La cultura libre como libertad positiva

Dibujo de dos cabezas de personas compartiendo un solo auricular que las une. Alrededor notas musicales.
Crédito de la imagen: Sharing is caring by Hanne LK. Licencia CC BY-NC-ND, disponible en Flickr.

¿Cómo definimos la libertad cuando hablamos de cultura libre? Hace un tiempo escribí que la cultura libre no es solamente una filosofía, y que se manifiesta en prácticas concretas por las cuales hacemos libres nuestras obras cuando compartimos nuestro trabajo. Esto se refleja no solo en la ética de “compartir es bueno”, sino que se expresa concretamente en el licenciamiento que usamos, en dónde compartimos y cómo, y en el apoyo a reformas progresivas del derecho de autor. Ahora me gustaría retomar la dimensión filosófica de la libertad en la cultura libre, con la intención de clarificar para qué hacemos cultura libre y por qué la defendemos. 

Muchas veces, a lo largo de la militancia en este tema, he sentido que hablo de una cosa cuando hablo de cultura libre, mientras que los críticos hablan de otra. Especialmente, los críticos “por izquierda” acusan a quienes defendemos la cultura libre de liberales o asocian “cultura libre” con “mercado libre”. Por mucho tiempo me reí de estas burdas asociaciones, pero siento que hoy más que nunca, y especialmente en el concepto de cultura libre, la noción de libertad necesita ser reapropiada por los movimientos de derechos, para diferenciarnos claramente de los movimientos de derecha autodenominados “libertarios”.

En un artículo de su blog donde critica a los libertarios, Rolando Astarita habla de la diferencia entre libertad negativa y libertad positiva, en el sentido propuesto por Isaiah Berlin. La libertad negativa sería la posibilidad del individuo de actuar sin interferencias ni coerción, y tiene como límite la libertad de los demás y lo establecido por la ley. La libertad positiva es la capacidad real de ejercer autonomía y lograr la autorrealización, y esto depende no solamente de cada persona, sino de condicionantes sociales. Por eso Astarita entiende que la tradición marxista hace énfasis sobre todo en la libertad positiva. 

El artículo de Astarita me sirve de inspiración para este post, porque la cultura libre puede entenderse desde cualquiera de estas dos nociones de libertad, y creo que es necesario clarificar dónde ponemos nuestros énfasis. 

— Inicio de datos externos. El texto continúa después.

PR #15118, opened 2023-07-05
remove dbt Cloud callout from top of dbt integration page

sryza:
## Summary & Motivation

Context: https://elementl-workspace.slack.com/archives/C05BF0CSC07/p1688596540672729

### DIFF
--- a/docs/content/integrations/dbt.mdx
+++ b/docs/content/integrations/dbt.mdx
@@ -5,11 +5,6 @@ description: Dagster can orchestrate dbt alongside other technologies.
 
 # dbt + Dagster
 
-<Note>
-  Using dbt Cloud? Check out the{" "}
-  <a href="/integrations/dbt-cloud">dbt Cloud with Dagster guide</a>!
-</Note>
-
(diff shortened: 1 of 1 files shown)


erinkcochran87:
Lookin' at that Slack message you linked to, I get the reasoning behind removing this callout. I'm cool with that, but should we also fold the dbt Cloud guide under the dbt heading in the sidenav? That can be part of another PR, but bringing it up here to see if there's related, additional work before closing this guy out.

Screen Shot 2023-07-05 at 8 49 04 PM

sryza:
> should we also fold the dbt Cloud guide under the dbt heading in the sidenav?

I think this is an important question to raise, but my instinct would be to keep them separate, because Dagster integrates with dbt core in a fundamentally different way than it integrates with dbt Cloud.  I could be overruled on this though.

erinkcochran87:
@sryza That's fine - I don't want to hold this up for the event this week. We can come back to this afterwards. There are probably some small tweaks we can make to house everything together/standardize integration docs that follow a similar pattern without it being confusing. I'll stamp this guy for now!

PR #15121, opened 2023-07-05
unexperimentalize DynamicPartitionsDefinition and SensorResult

sryza:
## Summary & Motivation

I actually forgot these were experimental until I noticed a user say they're not using them because they're marked as such: https://dagster.slack.com/archives/C01U5LFUZJS/p1685986062633069

A fair number of users rely on this functionality, and it receives few complaints.  Here are the areas where I could imagine changes happening in this realm:
- DynamicPartitionsDefinition names are currently deployment-scoped, like asset keys. This allows dynamically-partitioned pipelines to span code locations. I could also imagine situations where users would want to minimize the opportunity for collisions. Users have not brought this up yet.
- They don't yet work with dynamic mapping. Here's the issue where we're tracking this. I don't anticipate that this would require breaking changes to the above APIs.
- Some users have requested dynamic partition mappings. I don't anticipate that this would require breaking changes to the above APIs.

### DIFF
--- a/docs/content/concepts/partitions-schedules-sensors/partitions.mdx
+++ b/docs/content/concepts/partitions-schedules-sensors/partitions.mdx
@@ -132,14 +132,6 @@ result = materialize(
 
 #### Dynamically partitioned assets
 
-<Experimental />
-
-<Note>
-  This feature is <strong>experimental</strong>. Until this feature is marked as
-  stable, further migrations may be required and partition history is not
-  guaranteed to be retained.
-</Note>
-
 Sometimes you don't know the set of partitions ahead of time when you're defining your assets. For example, maybe you want to add a new partition every time a new data file lands in a directory, or every time you want to experiment with a new set of hyperparameters. In these cases, you can use a <PyObject object="DynamicPartitionsDefinition"/>.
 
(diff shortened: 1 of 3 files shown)


erinkcochran87 (commented):
Doc changes look fine to me; I'll leave it to Claire to :+1: on the issues you raised in the description

clairelin135 (approved):
I'm ok with unexperimentalizing.

Wanted to surface another possible change though--in product review we previously discussed being able to view a history of dynamic partitions changes (i.e. displaying a history of when keys were added or deleted). This would likely involve running a schema migration that adds additional columns to the dynamic partitions table.

I think it's fine to unexperimentalize regardless of this because (a) nobody's asked for this (outside of product review) and (b) even if we did un-experimentalize and later decided we wanted to support this behavior, we can support backcompat for unmigrated versions of the db.

sryza:
@clairelin135 good call out on that change.

> I think it's fine to unexperimentalize regardless of this because (a) nobody's asked for this (outside of product review) and (b) even if we did un-experimentalize and later decided we wanted to support this behavior, we can support backcompat for unmigrated versions of the db.

I agree.

PR #15122, opened 2023-07-06
[ui] Update the treatment of "canceling" and "canceled" backfills and runs

### LINKED ISSUE #14646: Cancelled backfill runs cannot be re-run from the backfill page
### Dagster version

dagster, version 1.3.7

### What's the issue?

If a pending backfill run was cancelled, it can no longer be resubmitted from the backfill page.  In the example below, I should be able to submit 4 runs, but the UI only let's me submit one.  The difference is that the one run failed and the others were cancelled.

#### Backfill Page
image

#### Jobs from the cancelled backfill
image

I should be able to submit backfills for cancelled jobs.  Either with a separate checkbox or as part of the "Failed" group.

### How to reproduce?

1. Setup a simple partitioned job
2. Start a backfill, but cancel the runs it before they all complete
3. Try to backfill again, but notice that the cancelled jobs cannot be selected

### Deployment type

Dagster Helm chart

### Deployment details

I've seen this in local development as well as deployed via a Helm chart on EKS.

### Additional information

_No response_

bengotow:
## Summary & Motivation

Resolves #14646

Summary of changes:
https://www.loom.com/share/4b1a2806311a4ab1bdff16ef14da4673

- Canceled runs and backfills have a gray status instead of a red status

- Canceling runs are shown in blue with a spinner instead of red.

- The run page favicon now uses the in progress daggy for canceling and the plain daggy for canceled instead of the red daggy.

- Partition status no longer returns a "canceled" status for some partitions -- it ignores canceled runs and looks at the previous runs (This is a backend change to `get_run_partition_data`). This means that cancellation is essentially invisible on the partition health bar - per the slack discussion last month, this seems like the best thing to do. (https://elementl-workspace.slack.com/archives/C03CA4TVCAW/p1685652714171209?thread_ts=1685572176.294529&cid=C03CA4TVCAW)

- Partition status in the expanded view no longer leaves in-progress / canceling / starting steps "gray" and copies the blue styling that is used on the overall partition health bar.

There were a couple other places we were special-casing canceled / canceling and I tried to revisit them and address them consistently. 

Before:
image

After:

image

Before:

image

After: 
image

Before:

image

After:
image

## How I Tested These Changes

I added test runs to cover the backend change and tested the front-end changes by starting + canceling two backfills, and then additionally modifying my postgres runs table so that I had perma-`Canceling` and `Starting` runs. Those cases seem rarer and hard to catch organically.

I also opened storybook and checked the RunStatus and Timeline stories, and added a "Canceling" state to the BackfillTable story.

### DIFF
--- a/js_modules/dagit/packages/core/src/partitions/PartitionStepStatus.tsx
+++ b/js_modules/dagit/packages/core/src/partitions/PartitionStepStatus.tsx
@@ -440,10 +440,13 @@ const PartitionSquare: React.FC<{
   } else if (runs.length === 0) {
     squareStatus = 'empty';
   } else {
-    const runStatus = runs[runs.length - 1]!.status;
-    squareStatus = runStatus === RunStatus.CANCELED ? 'failure' : runStatus.toLowerCase();
+    const runStatus = [...runs].reverse().find((r) => r.status !== RunStatus.CANCELED)?.status;
+    if (runStatus) {
+      squareStatus = runStatus.toLowerCase();
+    } else {
+      squareStatus = 'empty';
+    }
   }
-
   const content = (
     <div
       className={`square ${squareStatus}`}
--- a/js_modules/dagit/packages/core/src/runs/RunStatusDots.tsx
+++ b/js_modules/dagit/packages/core/src/runs/RunStatusDots.tsx
@@ -27,7 +27,7 @@ interface RunStatusProps {
 }
 
 export const RunStatusIndicator: React.FC<RunStatusProps> = React.memo(({status, size}) => {
-  if (status === 'STARTED') {
+  if (status === 'STARTED' || status === 'CANCELING') {
     return <Spinner purpose="caption-text" />;
   }
   if (status === 'SCHEDULED') {
--- a/python_modules/dagster-graphql/dagster_graphql/implementation/fetch_partition_sets.py
+++ b/python_modules/dagster-graphql/dagster_graphql/implementation/fetch_partition_sets.py
@@ -12,7 +12,7 @@ from dagster._core.host_representation.external_data import (
     ExternalPartitionExecutionErrorData,
     ExternalPartitionNamesData,
 )
-from dagster._core.storage.dagster_run import RunPartitionData, RunsFilter
+from dagster._core.storage.dagster_run import DagsterRunStatus, RunPartitionData, RunsFilter
 from dagster._core.storage.tags import (
     PARTITION_NAME_TAG,
     PARTITION_SET_TAG,
@@ -229,6 +229,7 @@ def get_partition_set_partition_statuses(
 
     run_partition_data = graphene_info.context.instance.run_storage.get_run_partition_data(
         runs_filter=RunsFilter(
+            statuses=[status for status in DagsterRunStatus if status != DagsterRunStatus.CANCELED],
             tags={
                 PARTITION_SET_TAG: partition_set_name,
                 REPOSITORY_LABEL_TAG: repository_handle.get_external_origin().get_label(),
--- a/python_modules/dagster/dagster/_core/storage/runs/sql_run_storage.py
+++ b/python_modules/dagster/dagster/_core/storage/runs/sql_run_storage.py
@@ -903,6 +903,8 @@ class SqlRunStorage(RunStorage):
             for row in rows:
                 if not row["partition"] or row["partition"] in _partition_data_by_partition:
                     continue
+                if DagsterRunStatus[row["status"]] == DagsterRunStatus.CANCELED:
+                    continue
 
                 _partition_data_by_partition[row["partition"]] = RunPartitionData(
                     run_id=row["run_id"],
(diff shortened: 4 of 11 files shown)


python_modules/dagster/dagster/_core/storage/runs/sql_run_storage.py
```diff
@@ -903,6 +903,8 @@ def get_run_partition_data(self, runs_filter: RunsFilter) -> Sequence[RunPartiti
             for row in rows:
                 if not row["partition"] or row["partition"] in _partition_data_by_partition:
                     continue
+                if DagsterRunStatus[row["status"]] == DagsterRunStatus.CANCELED:
```
clairelin135, line 906: I think this method is used to display run statuses for backfills which means that canceled backfill runs may not display as expected in the UI. In this case I believe we try to display a run status "bar" for each partition, and since the canceled partitions no longer have runs they'd display as not started?

I think we probably instead edit the partition set runs filter to not select canceling runs here: https://github.com/dagster-io/dagster/blob/429661fed123d71a43309a1f98e3e23145098e03/python_modules/dagster-graphql/dagster_graphql/implementation/fetch_partition_sets.py#L231-L237

clairelin135 (commented):
Thanks for making these changes, all of the color changes make sense. I left one comment about the changes to avoid behavior changes to the backfill run status bar

python_modules/dagster/dagster/_core/storage/runs/sql_run_storage.py
bengotow: Ahh it looks like you're right, good catch! I think moving this up into the filter on the original query makes sense, will change this. Glad you noticed this!

js_modules/dagit/packages/core/src/partitions/PartitionStepStatus.tsx
```diff
@@ -440,10 +440,13 @@ const PartitionSquare: React.FC<{
   } else if (runs.length === 0) {
     squareStatus = 'empty';
   } else {
-    const runStatus = runs[runs.length - 1]!.status;
-    squareStatus = runStatus === RunStatus.CANCELED ? 'failure' : runStatus.toLowerCase();
+    const runStatus = [...runs].reverse().find((r) => r.status !== RunStatus.CANCELED)?.status;
```
hellendag, line 443:
```
const runStatus = runs.findLast(...);
```

js_modules/dagit/packages/core/src/runs/RunStatusDots.tsx
```diff
@@ -27,7 +27,7 @@ interface RunStatusProps {
 }
 
 export const RunStatusIndicator: React.FC<RunStatusProps> = React.memo(({status, size}) => {
-  if (status === 'STARTED') {
+  if (status === 'STARTED' || status === 'CANCELING') {
     return <Spinner purpose="caption-text" />;
```
hellendag, line 31: We could make the spinner red in the canceling case, though I don't. know if it might look terrible or if @braunjj might hate it. 😆

hellendag (approved):

js_modules/dagit/packages/core/src/partitions/PartitionStepStatus.tsx
salazarm: https://caniuse.com/?search=findLast

salazarm: Screenshot 2023-07-10 at 12 16 39 PM
very recent feature, might be best to avoid it?

python_modules/dagster-graphql/dagster_graphql/implementation/fetch_partition_sets.py
```diff
@@ -229,6 +229,7 @@ def get_partition_set_partition_statuses(
 
     run_partition_data = graphene_info.context.instance.run_storage.get_run_partition_data(
         runs_filter=RunsFilter(
+            statuses=[status for status in DagsterRunStatus if status != DagsterRunStatus.CANCELED],
```
clairelin135, line 232: maybe we should also include "canceling" runs?

js_modules/dagit/packages/core/src/partitions/PartitionStepStatus.tsx
bengotow: Wow I didn't know about findLast! Super cool. I think it's probably unlikely that someone is still using a version of Chrome that is 1+ year old... but I wonder if this would be the first breaking API use? It doesn't seem like we use `findLast` anywhere else yet. 

We use `flatMap`, but that's since 2018, and `Object.fromEntries` which is since 2019 (Chrome 73). Maybe I'll hold off on this for now :/

python_modules/dagster-graphql/dagster_graphql/implementation/fetch_partition_sets.py
bengotow: Ahh I was debating - I think that makes sense as well, will change this!

js_modules/dagit/packages/core/src/partitions/PartitionStepStatus.tsx
salazarm: I know we had a user report a broken page due to using a recent `Intl` feature. I believe they were on Chrome 80ish.

PR #15124, opened 2023-07-06
Avoid trying to create local directory unnecessarily

judahrand:
## Summary & Motivation

Without overriding the `make_directory` method to be a noop the `PickledObjectGCSIOManager` creates a local directory which is never used or cleaned up. The same override is present in the AWS equivalent: https://github.com/dagster-io/dagster/blob/37ccaadad044038846ce0c1c890507e50e116ce8/python_modules/libraries/dagster-aws/dagster_aws/s3/io_manager.py#L66-L68


jamiedemaria:
This is being addressed in https://github.com/dagster-io/dagster/pull/15114#pullrequestreview-1515434881

PR #15132, opened 2023-07-06
[ui] Fix auto-materialize conditions for non-partitioned asset

hellendag:
## Summary & Motivation

When determining the set of materialization conditions, I accidentally changed things only to regard conditions that affected some set of partition keys. This broke non-partitioned assets. Fix the issue by using all conditions in the non-partitioned asset.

Si entendemos la cultura libre en términos de libertad negativa, nos quedamos únicamente con la idea de acceso sin interferencias a cualquier recurso cultural o de información que un individuo pueda requerir. Siempre y cuando ese acceso sea legal, para no afectar los derechos de propiedad de terceros. De ahí la importancia del licenciamiento (que es un contrato privado) y el énfasis en que cada individuo es libre de dar permisos de acceso y uso de su obra (su propiedad privada). Las licencias libres funcionan en base a la renuncia a una parte de los derechos de propiedad intelectual. Se trata de mi libertad, como propietaria, de renunciar a una parte de ellos. Mientras que el acceso libre es la libertad de acceder y usar toda la propiedad intelectual que otras personas han puesto a disposición de esa manera contractual, respetando los límites de la licencia que hayan elegido. Un sistema aparentemente equilibrado que reafirma la tesis de que propiedad, libertad y una mínima regulación estatal que las garantice, son suficientes.

Si entendemos la cultura libre en términos de libertad negativa, nos quedamos únicamente con la idea de acceso sin interferencias a cualquier recurso cultural o de información que un individuo pueda requerir. Siempre y cuando ese acceso sea legal, para no afectar los derechos de propiedad de terceros.

Pero si nuestra comprensión termina ahí, nos estamos perdiendo de algo fundamental. El efecto práctico de este tipo particular de renuncia de cada individuo a parte de su propiedad intelectual, produce un aporte a los bienes comunes intelectuales. Estos bienes comunes, en su conjunto, constituyen un acervo de conocimiento que ya no es un asunto individual o contractual entre privados, sino que nos lleva a una dimensión social, de orden colectivo. Es a partir de aquí que la noción de libertad negativa se queda corta, mientras que la libertad positiva nos permite ampliar el horizonte y nos lleva a una noción de cultura libre que acompaña la protección y fortalecimiento de los comunes, junto a una ampliación de derechos sociales.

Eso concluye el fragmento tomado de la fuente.